Jean-Philippe Bouchard

Cofondateur – Distillerie du Fjord
Saint-David-de-Falardeau, Saguenay–Lac-Saint-Jean

 

Notre arrière-grand-père aussi avait déjà fait du gin. Ça devait couler dans nos veines. Le gin, c’est une histoire de famille chez les Bouchard. On peut dire que notre chemin était tracé, il a juste fallu qu’on le trouve. Dans la famille, on a toujours été des passionnés, des tripeux, des patenteux ; on a toujours aimé ça, faire des projets hors de l’ordinaire. Un beau jour, mon frère (chimiste de profession) et moi sommes tombés sur du vieil équipement de chimie qui datait du secondaire. Je lui ai immédiatement lancé : « On se fabrique du gin! On essaye ça! » On savait bien que c’était illégal sans permis, alors on avait des devoirs à faire.

En entendant ça, notre père, qui par ailleurs avait toujours fait son vin maison, a sorti du garage le vieil alambic de notre arrière-grand-père, qui lui aussi avait déjà fait du gin.

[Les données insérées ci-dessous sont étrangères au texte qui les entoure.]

PR #158, opened 2026-08-14
Ttena 209 feature location validation circular fix

IvaTutis:
Fixed what was previously FeatureValidationLocation, and noticed it has an overlap with LocationValidation.  Moved validations from FeatureLengthValidation class into LocationValidation class, so that the location validations relating to feature.end and feature.start are all in the same place. 
Nested 

Logic corrections (arguments [here](https://docs.google.com/document/d/155j8GyWP0ve4m1wRhdEMWZIvJ1RgYVHGgjOCUGlrqMQ/edit?tab=t.0)):
- Corrected for the fact that feature.end on circular sequences is allowed to be greater than sequence length. 
- Corrected the check that feature start<end on feature: _even in circular sequences, as circular sequences (either circular via topology or attribute) are no exception according to the specification (see peter's doc), and they should be of the format  seqLength+endCoordinate, so start<end always hold._


src/main/java/uk/ac/ebi/embl/gff3tools/validation/builtin/LocationValidation.java
```diff
@@ -10,52 +10,111 @@
...
 import uk.ac.ebi.embl.gff3tools.gff3.GFF3Annotation;
 import uk.ac.ebi.embl.gff3tools.gff3.GFF3Attributes;
 import uk.ac.ebi.embl.gff3tools.gff3.GFF3Feature;
+import uk.ac.ebi.embl.gff3tools.sequence.fasta.header.FastaHeaderProvider;
+import uk.ac.ebi.embl.gff3tools.sequence.fasta.header.utils.ControlledVocabularyUtils;
+import uk.ac.ebi.embl.gff3tools.sequence.fasta.header.utils.FastaHeader;
 import uk.ac.ebi.embl.gff3tools.utils.OntologyClient;
 import uk.ac.ebi.embl.gff3tools.utils.OntologyTerm;
+import uk.ac.ebi.embl.gff3tools.utils.ValidationUtils;
 import uk.ac.ebi.embl.gff3tools.validation.*;
```
Istar-Eldritch: Convention: wildcard imports (`java.util.*`, `validation.*`, `validation.meta.*`) don't match the explicit import style used elsewhere in this file and the AGENTS.md `java, javax, org, com, blank, uk` ordering convention. Spotless doesn't flag them, but worth expanding to explicit imports for consistency.

src/main/java/uk/ac/ebi/embl/gff3tools/validation/builtin/LocationValidation.java
```diff
@@ -10,52 +10,111 @@
...
-    @ValidationMethod(rule = "LOCATION", type = ValidationType.FEATURE)
-    public void validateLocation(GFF3Feature feature, int line) throws ValidationException {
+    @ValidationMethod(rule = RULE_FEATURE_LOCATION_RANGE, type = ValidationType.FEATURE)
+    public void validateLocationRange(GFF3Feature feature, int line) throws ValidationException {
         long start = feature.getStart();
         long end = feature.getEnd();
 
-        if (start <= 0 || end <= 0) {
-            throw new ValidationException(line, INVALID_START_END_MESSAGE.formatted(feature.accession()));
+        if (end < start) {
```
Istar-Eldritch: Removing the circular exemption on `end < start` is correct given the redesign: circular wrap-around is now represented as `end = physicalEnd + seqLen` (still `end > start`), validated by the new `isCircular` branch in `validateFeatureEndWithinSequence`. Worth confirming with whoever owns the FF-to-GFF3 writer that no producer still emits circular features as `start > end` without the offset, since this rule now rejects that shape.

src/main/java/uk/ac/ebi/embl/gff3tools/validation/builtin/LocationValidation.java
```diff
@@ -10,52 +10,111 @@
...
         }
-        boolean isCircular = Boolean.TRUE
-                .toString()
-                .equalsIgnoreCase(
-                        feature.getAttribute(GFF3Attributes.CIRCULAR_RNA).orElse("false"));
-        if (!isCircular && end < start) {
-            throw new ValidationException(line, INVALID_START_END_MESSAGE.formatted(feature.accession()));
+    }
+
+    @ValidationMethod(
```
Istar-Eldritch: Soundness: priority regression. The old `FeatureLocationValidation` explicitly set `priority = ValidationPriority.LOW` on both rules. These merged methods carry no `priority` argument, so they silently run at `NORMAL` now. `ValidationEngine` executes validations in priority tiers and gates fail-fast per tier (`ValidationEngine.java:61-63`), so this changes ordering and fail-fast behaviour. If the demotion wasn't deliberate, add `priority = ValidationPriority.LOW` back on `validateFeatureEndWithinSequence`, and consider whether the newly split below-one and range rules should match, since they descend from the same LOW-priority contract.

src/main/java/uk/ac/ebi/embl/gff3tools/validation/builtin/LocationValidation.java
```diff
@@ -116,4 +175,41 @@ public void validateCdsLocation(GFF3Annotation annotation, int line) throws Vali
...
+     * a missing mandatory topology is reported by {@link FastaHeaderFormatValidation}.
+     */
+    private boolean isCircularSequence(String accession) {
+        if (!context.contains(FastaHeaderProvider.class)) {
+            return false;
+        }
+        return context.get(FastaHeaderProvider.class)
+                .getHeader(accession)
+                .map(FastaHeader::getTopology)
+                // Canonicalise rather than matching the raw value: FastaHeaderNormalisationFix is
```
Istar-Eldritch: Soundness: the comment asserts `FastaHeaderNormalisationFix` runs only after this annotation's features are validated. I didn't verify that ordering against the fix's actual `ValidationType`/priority. It is load-bearing for why raw (uncanonicalised) topology values can reach this code, so worth a second look.

src/test/java/uk/ac/ebi/embl/gff3tools/validation/builtin/LocationValidationTest.java
```diff
@@ -11,21 +11,32 @@
...
 import uk.ac.ebi.embl.gff3tools.gff3.GFF3Attributes;
 import uk.ac.ebi.embl.gff3tools.gff3.GFF3Feature;
+import uk.ac.ebi.embl.gff3tools.sequence.SequenceLookup;
+import uk.ac.ebi.embl.gff3tools.sequence.fasta.header.FastaHeaderProvider;
+import uk.ac.ebi.embl.gff3tools.sequence.fasta.header.utils.FastaHeader;
 import uk.ac.ebi.embl.gff3tools.utils.OntologyTerm;
+import uk.ac.ebi.embl.gff3tools.validation.ContextProvider;
+import uk.ac.ebi.embl.gff3tools.validation.ValidationContext;
 
 public class LocationValidationTest {
```
Istar-Eldritch: Convention: AGENTS.md calls for package-private test classes (no `public` modifier). JUnit 5 doesn't require `public`. Worth dropping the modifier for convention adherence.

src/main/java/uk/ac/ebi/embl/gff3tools/validation/builtin/LocationValidation.java
Istar-Eldritch: The old `FeatureLocationValidation` explicitly set `priority = ValidationPriority.LOW` on both rules. These merged methods carry no `priority` argument, so they silently run at `NORMAL` now, so this changes ordering and fail-fast behaviour. If the demotion wasn't deliberate, add `priority = ValidationPriority.LOW` back on `validateFeatureEndWithinSequence`, and consider whether the newly split below-one and range rules should match, since they descend from the same LOW-priority contract.

src/test/java/uk/ac/ebi/embl/gff3tools/validation/builtin/LocationValidationTest.java
Istar-Eldritch: A nit, the convention is for  package-private test classes (no `public` modifier). JUnit 5 doesn't require `public`. Worth dropping the modifier for convention adherence.

Istar-Eldritch (changes requested):
### GFF3-to-FF (GFF3 to EMBL): validation passes, mapper silently writes wrong coordinates

The validation fix is the point of the PR for this direction: GFF3 files using `end = physicalEnd + seqLen` for circular origin-spanning features now pass validation instead of failing. That unblocks conversion of these files.

But `GFF3Mapper.mapGFF3Location` (`GFF3Mapper.java:271-288`) passes the raw GFF3 `start` and `end` straight into `locationFactory.createLocalRange(start, end)` with no logic to unwrap `end > seqLen` into the EMBL compound-location form (`join(149000..149696,1..966)`). So conversion now succeeds but writes `149000..150662` to the EMBL output, which is an invalid location for a 149696bp sequence.

Before this PR, validation would reject the feature and block conversion. After this PR, validation passes and the mapper silently produces an EMBL file with incorrect coordinates.

The mapper needs to handle `end > seqLen` by splitting into a compound location.  No test resource has a feature where end > seqLen on a circular molecule. The GFF3ToFFConverterTest auto-discovers all .gff3/.embl pairs in gff3toff_rules/, so adding a new pair like circular_origin_spanning.gff3 + circular_origin_spanning.embl would be the natural way to cover this.

src/test/java/uk/ac/ebi/embl/gff3tools/validation/builtin/LocationValidationTest.java
IvaTutis: done, also did the cleanup of walking through the rest of public test classes and removed the public modifier. Out of the scope of the PR, but should have been done anyway.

Ça devait couler dans nos veines…  

« Je travaillais avec des entrepreneurs pour les accompagner dans leurs projets d’affaires. À force d’en cotoyer tous les jours, j’ai réalisé que j’étais du mauvais côté du bureau.»


Avec cette idée-là en tête, j’ai bâti un plan d’affaires pour le démarrage d’une distillerie dans le cadre d’un cours de maîtrise. Au moment de remettre mon travail, mon professeur m’a demandé si c’était sérieux, ce projet-là.

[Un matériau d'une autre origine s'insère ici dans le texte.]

PR #159, opened 2026-08-14
Ttena 279 edge n validation

IvaTutis:
Validation for linear sequences that confirms they have no edge Ns. 
I also took the liberty to simplify the SequenceLookup interface, as there is no need to have SequenceRangeOption's anymore as we are not trimming Ns


Istar-Eldritch (approved):
🚀 brill PR, I was considering adding warnings when a provider is not initialized and a validation that depends on it runs instead of skipping silently, but I think that falls out of the scope of this PR.

PR #19, opened 2022-10-11
Add a service open feature flag

felixclack:
### Context

We want to be able to control access to the service using a feautre
flag.

We have a new library, govuk_feature_flags, that implements the actual
feature flag function. This change introduces that as a dependency and
configures it for use here.

### Checklist

- [ ] Attach to Trello card
- [ ] Rebased main
- [ ] Cleaned commit history

Screenshot 2022-10-13 at 10 11 17 am


tvararu (approved):
:boom:

PR #28, opened 2022-10-13
Fix stylesheet naming collision

felixclack:
### Context

`application.css` gets overwritten by the design system dependency when the
assets get compiled. The result of this is that app defined styles never
get delivered to the client.

The easiest solution is to use a different name for the stylesheet to avoid
this happening.

`cssbundling-rails` will enhance the `rails spec` command provided by
`rspec-rails` to ensure assets are compiled correctly in the test
environment. Switching to using the rake tasks means we can write less
setup code to run tests.

### Checklist

- [ ] Attach to Trello card
- [ ] Rebased main
- [ ] Cleaned commit history


tvararu (approved):
This is good, one to remember to upstream to the template if it all works correctly :+1:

« Peut-être », que je lui ai répondu.

L’idée faisait encore son chemin dans ma tête quand, un peu à la blague, j’ai envoyé à mon père et mon frère le lien vers le site Web d’une formation en distillation qui se donnait à Kelowna, en Colombie-Britannique. « Crime, c’est une maudite belle opportunité. On y va! », a dit mon père. On est partis, tous les trois.Il faut savoir que pendant tout ce temps-là, je travaillais à la Banque de Développement du Canada. En gros, je travaillais avec des entrepreneurs pour les accompagner dans leurs projets d’affaires. À force d’en cotoyer tous les jours, j’ai réalisé que j’étais du mauvais côté du bureau.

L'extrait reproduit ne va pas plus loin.